Victorian Scientific Naturalism

Community, Identity, Continuity

About this book

Victorian Scientific Naturalism examines the secular creeds of the generation of intellectuals who, in the wake of The Origin of Species, wrested cultural authority from the old Anglican establishment while installing themselves as a new professional scientific elite. These scientific naturalists—led by biologists, physicists, and mathematicians such as William Kingdon Clifford, Joseph Dalton Hooker, Thomas Henry Huxley, and John Tyndall—sought to persuade both the state and the public that scientists, not theologians, should be granted cultural authority, since their expertise gave them special insight into society, politics, and even ethics.
           
In Victorian Scientific Naturalism, Gowan Dawson and Bernard Lightman bring together new essays by leading historians of science and literary critics that recall these scientific naturalists, in light of recent scholarship that has tended to sideline them, and that reevaluate their place in the broader landscape of nineteenth-century Britain.
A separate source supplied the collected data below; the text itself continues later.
PR #313, opened 2023-04-11
translations: fix string concatenation and pluralizaton

anikachurilova:
* closes https://github.com/inveniosoftware/invenio-app-rdm/issues/2162


ppanero (commented):
Can we/Does it make sense to use the `Trans` component?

Ranging in topic from daring climbing expeditions in the Alps to the maintenance of aristocratic protocols of conduct at Kew Gardens, these essays offer a series of new perspectives on Victorian scientific naturalism—as well as its subsequent incarnations in the early twentieth century—that together provide an innovative understanding of the movement centering on the issues of community, identity, and continuity.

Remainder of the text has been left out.